Ровно в 9 часов утра Онисимов, уже Председатель Госкомитета, входит в свой кабинет.
Вначале он изучает сводки о работе заводов за прошедшие сутки. Он не ограничивается изучением бумаг, то и дело обращается к правительственному телефону-вертушке. Соединяется с министрами, с начальниками главков, с директорами, даже начальниками цехов и смен. Почему не выполнен заказ такой-то? Почему ухудшилось качество стали новой марки?
После оперативных дел Онисимов переходит к вопросам технического прогресса. Как идет внедрение автоматики в металлургию? Как идут поставки оборудования, выполняется ли график, как осваивается на заводах уже полученная техника? И здесь опять под прицелом каждая деталь. Опять звонки, звонки. Нажимает на Госплан, на заводы, вызывает помощников, дает задания подчиненным. Допытывается, выясняет, подгоняет. Распорядительствует. Умело, четко, жестко.
Онисимов источает энергию, волю.
После вопросов текущих, после проблемы научно-технического прогресса Онисимов переходит к главному — разработке плана на 7 лет (хотя ясно, что он не будет выполнять задание семилетки, уже ходят слухи о его освобождении).
После изучения бумаг и литературы Онисимов беседует со специалистами, резко, твердо выясняет вопросы. Не стесняется расспрашивать, не боится обнаружить пробелы, умеет слушать. В свое время, возглавив главк, он уже через два месяца говорил со специалистами по танкостроению как с равными.
Когда обнаружилось, что завод «Электрометалл» не справляется с заданием правительства по выпуску особой жаропрочной стали для реактивных двигателей, Онисимов, отбросив все дела, прерывает лечение больных ног, сам едет на завод.

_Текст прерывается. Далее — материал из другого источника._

PR #207, opened 2017-04-21
api: ListPod() should succeed if pod directory does not exist.

jodh-intel:
Previously ListPod() returned an error if the pod directory did not
exist. However, that is the normal situation on a system where no pods
have been created.

Renamed "TestListPodFailing" test to "TestListPodNoPodDirectory"
for clarity.


sboeuf:
LGTM

dlespiau:
That's definitely nicer!

lgtm

PR #210, opened 2017-04-21
qemu: Prevent udev from creating predictable network interface names

sboeuf:
Because we rely on the MAC address to find the network interface, we don't need to enable the renaming by udev of the interface created.

More than that, because hyperstart agent waits for the interface to be ready before it can continue, we don't want the name of the interface found to change after we received the first uevent.

This PR fixes the issue explained here https://github.com/01org/cc-oci-runtime/issues/815 and fixed with https://github.com/01org/cc-oci-runtime/pull/832. Related to the topic: https://github.com/clearcontainers/hyperstart/pull/20.

### DIFF
--- a/qemu.go
+++ b/qemu.go
@@ -118,6 +118,7 @@ var kernelDefaultParams = []Param{
 	{"systemd.mask", "systemd-networkd.service"},
 	{"systemd.mask", "systemd-networkd.socket"},
 	{"cryptomgr.notests", ""},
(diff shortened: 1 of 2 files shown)


sboeuf:
@sameo can you please take a quick look at this and merge if you're fine with this change.

jodh-intel:
Related to https://github.com/01org/cc-oci-runtime/pull/832.

lgtm.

Там, не разрешая себе даже думать о боли в ногах, он часами простаивает на рабочей площадке, лично следит от начала до конца за ходом каждой плавки. Каждый вечер проводит оперативки, устраивает перекрестные допросы, докапывается до сути, до некоего ускользающего «икса». И спустя три недели возвращается в Москву с рапортом: задание исполнено, получена новая сталь. Спустя годы, глядя на сопла двигателей «ТУ-104», он вспомнит, как неделями стоял на потерявших чувствительность больных ногах, получая и сталь, и очередную неизлечимую болезнь.
Обнаружив незнание, обман, он становился беспощаден. Появлялся грозный «онисимовский» оскал, и он бил резкими словами.
На заводы он входил через черный ход. Обнаруживал то, что старались скрыть, и тыкал в грязь и хаос, беспощадно вскрывал истину — как бы тяжела она ни была.
Так он работал, будучи начальником главка, наркомом, министром, председателем Госкомитета. Был убежден в своей способности обнаружить любое вранье. Гордился своими качествами следователя, умением застать врасплох, поймать. Подозрительность усилилась в нем с годами. И в угольной, и в стальной епархиях не было того, кто его сумел бы «обдурить». Он тончайшим, «верхним» чутьем распознавал всякие попытки втереть ему очки, приукрасить положение. Ненависть к лакировке, к приукрашиванию, к элементам самообмана были чертами стиля Онисимова.
Вот он с черного хода, с задворок, входит в заводскую столовую. Женщины чистят картофель.
«Почему так толсто срезаете?» Одна из женщин ответила: «Гнилая же картошка». Онисимов взял одну, другую картошину, возразил: «Нет, не гнилая». И едко сказал директору: «Толстоваты очистки. Тащат их домой поросят своих кормить». В этой сцене весь Онисимов.
На завод Онисимов приезжал обычно после того, как там поработала комиссия министерства и подготовила обширную информацию. В командировке работал по 16 часов в сутки, несколько дней подряд. Потом издавался приказ. В приказе все, что нужно сделать. А затем контроль и контроль. Группе специалистов, приезжавших с наркомом, не разрешалось даже пить заводской чай. Так приучил нарком. Если приехал проверять — проверяй. Пользоваться чем-то заводским строжайше запрещено. Нарушителей Онисимов вытаскивал на заседание коллегии, хлестал нещадно.
Онисимов придерживался правила постоянных перепроверок. Любил повторять: «Доверился — погиб».